• Problem to solve: Retype, character for character, the line containing "a commit exists." along with each line after it through the end of the data, and only those.

• Extracted data entries:
-*-*-

PR #1707, opened 2022-10-30
Add copy option to strip sparse manifests

### LINKED ISSUE #1661: Support stripping dropped instances from manifests when making sparse multi-platform copies
Hi,

Not sure if this is a bug or the intended behaviour so asking for clarification. When using the `CopySpecifcImages` it will copy the images listed in the `Instances` field but then try to put the entire manifest list into the destination which will only have the updated details for those copied as part of the `Instances`. 

This will result in seeing `manifest blob unknown: blob unknown to registry` error, because there will be blobs referenced in the manifest that have not been included in the copy because they are not in the `Instances` list.

The language in the documentation for `CopySpecifcImages` does have the line "along with the list itself". Is this useful behaviour?

The usecase for this is to be able to copy only specific architectures from a multi-arch manifest rather than copying across all which can be costly storage. 1-2 GB wasted from unrequired archs.

bertbaron:
Not all registries accept manifests where some images are missing. Therefore an option is added to strip missing images from the manifest when only a subset of images is copied.

This is a first change toward adding a filter on architecture in skopey copy and sync. See https://github.com/containers/skopeo/issues/1694.

I'd be happy to add documentation and tests when this change is acceptable.

### DIFF
--- a/copy/copy.go
+++ b/copy/copy.go
@@ -169,6 +169,9 @@ type Options struct {
 	// Download layer contents with "nondistributable" media types ("foreign" layers) and translate the layer media type
 	// to not indicate "nondistributable".
 	DownloadForeignLayers bool
+
+	// When not all images of a manifest list are copied, strip the other images from the list. The digest will differ from the original if so.
+	StripManifestList bool
 }
 
 // validateImageListSelection returns an error if the passed-in value is not one that we recognize as a valid ImageListSelection value
@@ -467,6 +470,7 @@ func (c *copier) copyMultipleImages(ctx context.Context, policyContext *signatur
 	}
 	c.Printf("Copying %d of %d images in list\n", imagesToCopy, len(instanceDigests))
 	updates := make([]manifest.ListUpdate, len(instanceDigests))
+	var skipped []digest.Digest
 	instancesCopied := 0
 	for i, instanceDigest := range instanceDigests {
 		if options.ImageListSelection == CopySpecificImages {
@@ -485,6 +489,7 @@ func (c *copier) copyMultipleImages(ctx context.Context, policyContext *signatur
 				logrus.Debugf("Skipping instance %s (%d/%d)", instanceDigest, i+1, len(instanceDigests))
 				// Record the digest/size/type of the manifest that we didn't copy.
 				updates[i] = update
+				skipped = append(skipped, instanceDigest)
 				continue
 			}
 		}
@@ -508,6 +513,15 @@ func (c *copier) copyMultipleImages(ctx context.Context, policyContext *signatur
 	// Now reset the digest/size/types of the manifests in the list to account for any conversions that we made.
 	if err = updatedList.UpdateInstances(updates); err != nil {
 		return nil, fmt.Errorf("updating manifest list: %w", err)
+	}
+
+	// Remove skipped images from the manifest if StripManifestList == true
+	if options.StripManifestList {
+		for _, d := range skipped {
+			logrus.Debugf("Removeing instance %s from manifest list", d)
+
+			updatedList.RemoveInstance(d)
+		}
 	}
 
 	// Iterate through supported list types, preferred format first.
--- a/copy/copy.go
+++ b/copy/copy.go
@@ -119,6 +119,22 @@ const (
 // specific images from the source reference.
 type ImageListSelection int
 
+const (
+	// SparseManifestListAction is the default value which, when set in
+	// Options.SparseManifestListAction, indicates that the manifest is kept
+	// as is even though some images from the list may be missing. Some
+	// registries may not support this.
+	KeepSparseManifestList SparseManifestListAction = iota
+
+	// StripSparseManifestList will strip missing images from the manifest
+	// list. When images are stripped the digest will differ from the original.
+	StripSparseManifestList
+)
+
+// SparseImageListAction is one of KeepSparseManifestList or StripSparseManifestList
+// to control the behavior when only a subset of images from a manifest list is copied
+type SparseManifestListAction int
+
 // Options allows supplying non-default configuration modifying the behavior of CopyImage.
 type Options struct {
 	RemoveSignatures                 bool            // Remove any pre-existing signatures. SignBy will still add a new signature.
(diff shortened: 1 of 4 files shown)


manifest/list.go
```diff
@@ -33,6 +33,10 @@ type List interface {
 	// must be specified.
 	UpdateInstances([]ListUpdate) error
 
+	// RemoveInstance removes the instance with the given digest from the list. If no such instance
+	// exists the list is left unchanged.
+	RemoveInstance(digest.Digest)
```
mtrmac, line 38: This should probably return an error on a missing digest (but because it start as an internal-only interface, it’s not critical to get right).

copy/copy.go
```diff
@@ -467,6 +487,7 @@ func (c *copier) copyMultipleImages(ctx context.Context, policyContext *signatur
 	}
 	c.Printf("Copying %d of %d images in list\n", imagesToCopy, len(instanceDigests))
 	updates := make([]manifest.ListUpdate, len(instanceDigests))
+	var skipped []digest.Digest
```
mtrmac, line 490: Identifying instances by digest is fine right now.

For the per-arch filtering anticipated in #1694, I wonder if that is sufficient; it could, in principle, be the case that two different instances (most likely the same basic platforms, but different variants) point at the same instance digest — and in that case we might end up wanting to remove one pointer to that digest but not the other one. In that case we might need to identify instances by the index, not by the digest (and remove them in the right order).

I suppose that’s not a concern for _this_ PR, and a future PR that adds the per-arch filter could deal with that… but it might be simpler to change the design right now.

mtrmac (changes requested):
Thanks. Sadly `manifest.List` is a public API and adding a method to it could break external callers which implement this interface, so we can’t just add a method.

This is why we have been moving towards making most interfaces private instead — compare `image` vs. `internal/image`. So adding this method would first require introducing something like `internal/manifest.List`, moving at least the code that refer to the internal interface to `internal/manifest` (and I’m not sure about the two actual implementations), while preserving the current external API in a way that minimizes duplication.

copy/copy.go
bertbaron: Indeed, I had the same concern. But this could also affect List.Instance(digest.Digest). Its because of that method that I implemented it this way.
As an alternative I could remove it by passing a slice of integer indices or something like that.

manifest/list.go
bertbaron: I'm afraid my knowledge of go and this project make it difficult for me to perform such a refactoring. So instead I moved the functionality to a private method using a type switch. That way it has no impact on the public interface and can it safely be refactored in a future PR.

bertbaron: > This should probably return an error on a missing digest (but because it will start as an internal-only interface, it’s not critical to get right).

I personally prefer the more idempotent type of behavior (why return an error if the end result is what you want it to be), but I'm fine of course to implement it differently. Since this is internal now indeed I left it as is.

copy/copy.go
bertbaron: Images are removed by index now

copy/copy.go
```diff
@@ -169,6 +185,10 @@ type Options struct {
 	// Download layer contents with "nondistributable" media types ("foreign" layers) and translate the layer media type
 	// to not indicate "nondistributable".
 	DownloadForeignLayers bool
+
+	// When only a subset of images of a list is copied, this action indicates if the manifest should be kept or stript.
```
TomSweeneyRedHat, line 189: Not often that someone sneaks a new word past me, but you did with "stript".   It's fine, but I wonder if more people would understand "stripped" even though they're equivalent....

TomSweeneyRedHat:
Needs a rebase @bertbaron

copy/copy.go
bertbaron: Fixed. It wasn't intentional and I used 'stripped' elsewhere. But it's good to know that others may learn from my lack of knowledge of the English language.

bertbaron:
Is there a reason why this PR still can not be merged?
I did want to add some tests, but since I couldn't find existing tests for the copy function that could serve as examples this would require more effort than anticipated and I didn't find the time yet.

copy/copy.go
```diff
@@ -390,6 +410,33 @@ func compareImageDestinationManifestEqual(ctx context.Context, options *Options,
 	return true, destManifest, destManifestType, destManifestDigest, nil
 }
 
+// removeInstanceFromList removes the given image from the list
+// this should probably move to an internal API
+func removeInstancesFromList(manifestList manifest.List, imageIndices map[int]bool) error {
```
mtrmac, line 415: No; let’s build the infrastructure the right way rather than piling on tech debt.

It will never be any easier to get that done, and each such “small temporary thing” makes it harder.

mtrmac (commented):
I’m sorry, I’m afraid I’m mostly just busy with other work.

copy/copy.go
bertbaron: I appreciate your way of thinking, but its just that I'm a bit lost at how to do it. I can't move the public interface of course to not break it. I can extend it (embed it in an internal one). But I also can't move the implementation structs I guess because those also seem to be public. I can extend those with the internal interface, but then the methods would still be public on the struct and I'm not sure if that's ok. And is it possible in go to do something like return type overloading to get methods like Clone() right?
With some pointers I might be able to perform the refactoring but at this point I'm a bit stuck.

mtrmac: Yes, this is the hard part of all this work.

Unlike interfaces, adding new methods to structs is ABI-safe. So my first guess is that the `manifest.List` interface, and the methods that create that (`ListFromBlob`) should be ~duplicated in internal packages. The implementations would _probably_ also be moved to internal-only, with public aliases (`type OCI1Index = internal.OCI1Index`), but I’m _much_ less certain about this part.

---

Alternatively… I think we’ll need to make these refactors for other purposes (adding/removing zstd-compressed variants) fairly soon anyway (but I’m not exactly sure when). So it might be an option to wait with this PR until that infrastructure work is done by other people.

Cc: @vrothberg .

bertbaron: I tried but didn't succeed. Apparently go requires return types of a method to be equal in order to implement an interface, a subtype is not supported (I think its the lack of covariance support as described here: https://github.com/golang/go/issues/30602). So the `Clone` method for example has to return a public `List` and not an internal one. But it also doesn't allow a more specific `ListUpdate` to be returned for example.
One option I considered was to add methods like `CloneInternal()` to the private interface. But that seems to be impossible without introducing package cycles because the public interface and public creator method are in the same package. The only workaround/hack I can think of is to do some dynamic registration to redirect the public creator to the private creator.
On the other hand, while I learned more about go with this exercise there's still a lot more for me to learn so I might have overlooked some other options. So unless someone can give me a clear pointer to something I missed I think I'll give up for now.

jankaluza:

PR #1711, opened 2022-10-31
fix sigstore verify failed

hongxu-jia:
While sigstore (cosign) enabled, sign a container image in registry R1, and then copy it to registry R2, if you pull it from registry R2 with sigstore (cosign) verify enabled, the verification will fail

While cosign signing, it saves reference info to sigstore attachment manifest as the meta data (payload) of signed container image.

While skopeo or podman applying cosign verify, it needs the reference info to fetch signed data.

If a container image is signed in registry R1, it records reference R1 to sigstore attachment manifest; if the container image is copied to R2, reference R1 in sigstore attachment manifest is obsolete.

Due to the sigstore attachment manifest could not be edited and it is along with container image in registry, in this situation, if reference from sigstore attachment manifest does not work, try to use image reference to fetch signed data again

Signed-off-by: Hongxu Jia <hongxu.jia@windriver.com>

### DIFF
--- a/signature/policy_eval_sigstore.go
+++ b/signature/policy_eval_sigstore.go
@@ -52,8 +52,10 @@ func (pr *prSigstoreSigned) isSignatureAccepted(ctx context.Context, image priva
 
 	signature, err := internal.VerifySigstorePayload(publicKey, sig.UntrustedPayload(), untrustedBase64Signature, internal.SigstorePayloadAcceptanceRules{
 		ValidateSignedDockerReference: func(ref string) error {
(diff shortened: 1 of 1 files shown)


mtrmac (changes requested):
Thanks for the PR.

This would pretty much _completely break_ the point of reference verification, which is to match the signed identity (`ref`) with the user-desired identity (`image.Refrence().DockerReference()`).

Matching the user-desired identity against the user-desired identity is completely pointless.

The policy configuration already contains sufficient configuration features (`signedIdentity: {exactReference,exactRepository,remapIdentity`) that allow this to work.

PR #1725, opened 2022-11-11
signature: Export the default policy path

dfr:
This will allow using the default policy path from here in c/podman and c/common instead of duplicating the constant in those projects.

Signed-off-by: Doug Rabson <dfr@rabson.org>

### DIFF
--- a/signature/policy_config.go
+++ b/signature/policy_config.go
@@ -50,15 +50,15 @@ func (err InvalidPolicyFormatError) Error() string {
 // NOTE: When this function returns an error, report it to the user and abort.
 // DO NOT hard-code fallback policies in your application.
 func DefaultPolicy(sys *types.SystemContext) (*Policy, error) {
-	return NewPolicyFromFile(defaultPolicyPath(sys))
+	return NewPolicyFromFile(DefaultPolicyPath(sys))
 }
 
-// defaultPolicyPath returns a path to the default policy of the system.
-func defaultPolicyPath(sys *types.SystemContext) string {
+// DefaultPolicyPath returns a path to the default policy of the system.
+func DefaultPolicyPath(sys *types.SystemContext) string {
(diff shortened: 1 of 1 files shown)


mtrmac (commented):
Thanks.

I’d prefer not to do this.

- c/common AFAICS has really no reason to set the defaults; it should just set the field unset, for `DefaultPolicy` to work as expected. That would also ensure that the c/common defaults and c/image don’t diverge (as they apparently already did?)

- What Podman’s pkg/trust does should not really be _easy_, because that copy of code does not keep up with the actual policy language, and it can misinterpret it. That’s happened this year. If anything should happen, I’d prefer the relevant logic of pkg/trust to be moved inside this package … in some unknown way. We would need to worry about designing a stable API that can actually evolve over time — which seems extremely hard (and we did, also, change the semantics of `podman trust show` this year).

dfr:
All of what you say makes sense. I'm pretty sure I caused the divergence back in May when I changed the default in c/image.

Looking at c/common, I don't see any direct uses of DefaultSignaturePolicyPath but this copy of the value was definitely the cause of 'podman commit' failing for me in FreeBSD testing, probably via the DefaultConfig function. This was changed yesterday to sync with the value from c/image but it would be nice not to have the copy at all.

For podman's pkg/trust, I'm not at all clear on what the best way forward is - I don't really understand how this all works.

mtrmac:
pkg/trust is the flip side of the argument: _Because_ c/image doesn’t want to expose a stable API, pkg/trust contains copies some of the code and data structures instead. So I understand the argument for exposing more as a c/image stable API — it’s just that this argument doesn’t make it any easier to actually design.

dfr:
Ok then - since the immediate problem of getting 'podman commit' working is resolved by changing the constant in c/common I will abandon this PR and perhaps open an issue here to remind that there is still a little tech-debt associated with the location of policy.json.

PR #1730, opened 2022-11-21
Update to distribution/distribtion in master branch

rhatdan:
Improvements on https://github.com/containers/podman/issues/16205

### DIFF
--- a/docker/reference/regexp.go
+++ b/docker/reference/regexp.go
@@ -3,141 +3,167 @@ package reference
 import "regexp"
 
 var (
-	// alphaNumericRegexp defines the alpha numeric atom, typically a
+	// alphaNumeric defines the alpha numeric atom, typically a
 	// component of names. This only allows lower case characters and digits.
-	alphaNumericRegexp = match(`[a-z0-9]+`)
+	alphaNumeric = `[a-z0-9]+`
 
-	// separatorRegexp defines the separators allowed to be embedded in name
+	// separator defines the separators allowed to be embedded in name
 	// components. This allow one period, one or two underscore and multiple
-	// dashes.
-	separatorRegexp = match(`(?:[._]|__|[-]*)`)
+	// dashes. Repeated dashes and underscores are intentionally treated
+	// differently. In order to support valid hostnames as name components,
+	// supporting repeated dash was added. Additionally double underscore is
+	// now allowed as a separator to loosen the restriction for previously
+	// supported names.
+	separator = `(?:[._]|__|[-]*)`
 
-	// nameComponentRegexp restricts registry path component names to start
+	// nameComponent restricts registry path component names to start
 	// with at least one letter or number, with following parts able to be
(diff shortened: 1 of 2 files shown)


rhatdan:
@mtrmac @alexlarsson Is this what you had in mind?

docker/reference/normalize.go
```diff
@@ -89,16 +88,21 @@ func ParseDockerRef(ref string) (Named, error) {
 // needs to be already validated before.
 func splitDockerDomain(name string) (domain, remainder string) {
 	i := strings.IndexRune(name, '/')
-	if i == -1 || (!strings.ContainsAny(name[:i], ".:") && name[:i] != "localhost") {
+	if i == -1 || (!strings.ContainsAny(name[:i], ".:") && name[:i] != "localhost" && strings.ToLower(name[:i]) == name[:i]) {
```
mtrmac, line 91: It’s not obvious we want this.

docker/reference/reference.go
```diff
@@ -5,7 +5,9 @@
 //
 //	reference                       := name [ ":" tag ] [ "@" digest ]
 //	name                            := [domain '/'] path-component ['/' path-component]*
-//	domain                          := domain-component ['.' domain-component]* [':' port-number]
+//	domain                          := host [':' port-number]
+//	host                            := domain-name | IPv4address | \[ IPv6address \]	; rfc3986 appendix-A
```
mtrmac, line 9: It’s _not at all_ obvious that we want this. c/image/storage uses a `[storageOptions]name` syntax already, how do we disambiguate?

mtrmac (commented):
Maaaayyybe? It’s not at all obvious we can safely update all of it, and I personally don’t want to deal with this now.

docker/reference/normalize.go
rhatdan: Do you think we have tests to reveal that we want this?  If not I am fine with just removing the change.

docker/reference/reference.go
rhatdan: No idea, I was just force updating, I have no problem removing the host definition from this.

mtrmac: … and then we need to somehow manage the divergence from the upstream package, if one emerges.

I’m fine with that happening in principle, I just can’t prioritize this.

mtrmac: A possible path forward: Update not to the head of the branch, but to some specific commit that contains exactly what we want, but nothing that we would have to think about. That way we would get the improvements we want, we would stay in sync, and we could still bring in the other changes when there’s more capacity.

_If_ such a commit exists.

Alternatively, get this reviewed by someone else who can investigate in enough detail.

mtrmac: That is an effective fork, selectively choosing features… It’s an option, sure, but it turns the cost of making a decision on those other changes into technical debt to be paid later. When will that “later” ever happen?

rhatdan:
Will go with @vrothberg version.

-*-*-

• Exercise output:
_If_ such a commit exists.

Alternatively, get this reviewed by someone else who can investigate in enough detail.

mtrmac: That is an effective fork, selectively choosing features… It’s an option, sure, but it turns the cost of making a decision on those other changes into technical debt to be paid later. When will that “later” ever happen?

rhatdan:
Will go with @vrothberg version.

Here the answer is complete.